▶ TASK DIRECTIONS
The word "boolean" occurs in some lines of the listing. Copy those lines.

▶ RECORDS SUPPLIED
Issue #4061, opened 2022-07-05
Allow private networks already using London fee market to use free gas


siladu:
If you started (or hard-forked) a private network with the `londonBlock` fork without configuring the `baseFeePerGas` to zero at the time, then it's not possible to subsequently zero the base fee, meaning that you can't configure a [free gas network](https://besu.hyperledger.org/en/stable/HowTo/Configure/FreeGas/).

Configuring the baseFeePerGas to zero is not yet documented and was [only recently supported by this fix](https://github.com/hyperledger/besu/pull/4003) which works if you haven't yet upgraded to London (or are starting a new network).

~Note: related to https://github.com/hyperledger/besu/issues/4053~

---

### Suggested solution (following [a spike](https://github.com/hyperledger/besu/issues/4067))

Introduce a `zeroBaseFee` config flag which wires up a `ZeroBaseFeeMarket`, an extension of `LondonFeeMarket` which returns 0 when computing the baseFee.

### Genesis examples

To start a new free gas network on the latest fork:
```
{
  "config": {
    "grayGlacier": 0,
    "zeroBaseFee": true,
    ...
}
```

Note, this replaces the only way to currently do this (although this way will still work for new networks):
```
{
  "config": {
    "grayGlacier": 0,
    ...
    },
    "baseFeePerGas": "0x0"  
}
```

To upgrade an existing network to london (or beyond):
```
{
  "config": {
    "berlinBlock": 0,
    "londonBlock": 999,
    "zeroBaseFee": true,
    ...
}
```

To convert an existing london network to free gas:
```
{
  "config": {
    "londonBlock": 0,
    "zeroBaseFee": true, # added at some block > 0
    ...
}
```

This would be a one-way operation: once you've set `zeroBaseFee`, you can't reset the base fee back to non-zero. There are complications around the block validation rules that lead to this simplification.

`zeroBaseFee` is preferred over `baseFeePerGas` because it is a config value rather than a genesis value. This means it can be set at any time by the node operator - even if london is already activated - thus allowing conversion of a non-zero base fee network into a zero base fee (free gas) network.

Using the `transitions` mechanism was evaluated and ruled out due to requiring significant effort without a clear advantage: we don't know if any users will ever need to flexibly set a non-zero base fee in the future.
This solution doesn't preclude adding a more flexible transition in the future.
Not using transitions does mean converting an existing network to free gas requires a synchronised restart, however I would expect this to be an exceptional scenario.

[...]

PR #4174, opened 2022-07-26
Add ZeroBaseFeeMarket to support post-London free gas networks

siladu:
Details on https://github.com/hyperledger/besu/issues/4061

This allows private networks already using London fee market to start using free gas. Previously, since https://github.com/hyperledger/besu/pull/4003, it was only possible to start a free gas London network from genesis.

It also fixes an issue where the 0 initial base fee can creep back up to non-zero when a block uses enough gas: https://github.com/hyperledger/besu/issues/4218

## Documentation

## Changelog


antonydenyer (approved):

besu/src/main/java/org/hyperledger/besu/cli/BesuCommand.java
```diff
@@ -1408,6 +1408,10 @@ public void run() {
         if (genesisConfigOptions.isQuorum()) {
           enableGoQuorumCompatibilityMode();
         }
+
+        if (genesisConfigOptions.isZeroBaseFee()) {
```
shemnon, line 1412: Is this truly needed?

ethereum/core/src/main/java/org/hyperledger/besu/ethereum/mainnet/headervalidationrules/BaseFeeMarketBlockHeaderGasPriceValidationRule.java
```diff
@@ -39,6 +40,11 @@ public BaseFeeMarketBlockHeaderGasPriceValidationRule(final BaseFeeMarket baseFe
   public boolean validate(final BlockHeader header, final BlockHeader parent) {
     try {
 
+      if (baseFeeMarket instanceof ZeroBaseFeeMarket) {
```
shemnon, line 43: Design wise this is too tight of coupling.  Instead there should be a method in `BaseFeeMarket` `isValidatesBasefee` that returns true or false based on a market config.

Or `isForkBlock` should be removed and replaced with a `validationMode(long blocknumber)` method that returns an enum with 3 states - `NONE`, `INITIAL`, and `ONGOING`.  Zero market would return `NONE`

shemnon (changes requested):
Design wise there is too tight a coupling with an instanceof check for a specific market instance - https://github.com/hyperledger/besu/pull/4174/files#diff-69d6b308e912a669614fc09ad1224590d582389dfc56698f94cd63a4ad68e33eR43.  Change that to a solution that doesn't require an instanceof check.

besu/src/main/java/org/hyperledger/besu/cli/BesuCommand.java
siladu: Not really, it's more of a convenience. I'm happy to remove.

ethereum/core/src/main/java/org/hyperledger/besu/ethereum/mainnet/headervalidationrules/BaseFeeMarketBlockHeaderGasPriceValidationRule.java
siladu: I like the validationMode idea, went with that 👍

shemnon (approved):

siladu:
Converting to a draft to delay merging this in until after The Merge release

ethereum/core/src/main/java/org/hyperledger/besu/ethereum/mainnet/headervalidationrules/BaseFeeMarketBlockHeaderGasPriceValidationRule.java
```diff
@@ -40,16 +40,22 @@ public boolean validate(final BlockHeader header, final BlockHeader parent) {
...
-      if (baseFeeMarket.isForkBlock(header.getNumber())) {
+      if (BaseFeeMarket.ValidationMode.INITIAL.equals(
+          baseFeeMarket.baseFeeValidationMode(header.getNumber()))) {
         return baseFeeMarket
             .getInitialBasefee()
             .equals(header.getBaseFee().orElseThrow(() -> MissingBaseFeeFromBlockHeader()));
+      } else if (BaseFeeMarket.ValidationMode.NONE.equals(
+          baseFeeMarket.baseFeeValidationMode(header.getNumber()))) {
+        // skip validation to allow sync when a zero baseFee chain has historical baseFees
+        return true;
```
garyschulte, line 51: if ZeroBaseFeeMarket overrode getInitialBaseFee and always returned zero, we could leave this conditional as it was?

siladu: The scenario solved by this conditional is when you have some baseFee present on your network's block (enabled by London) and then subsequently set `zeroBaseFee: true`. So your blocks' baseFee goes from empty -> non-zero -> 0

During syncing, this rule ends up trying to compare the expected base fee (zero, due to overridden computeBaseFee) with the actual one (non-zero)

garyschulte (approved):
LGTM, 22.7.3-next 👍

▶ RESPONSE TO THIS TASK
   public boolean validate(final BlockHeader header, final BlockHeader parent) {
@@ -40,16 +40,22 @@ public boolean validate(final BlockHeader header, final BlockHeader parent) {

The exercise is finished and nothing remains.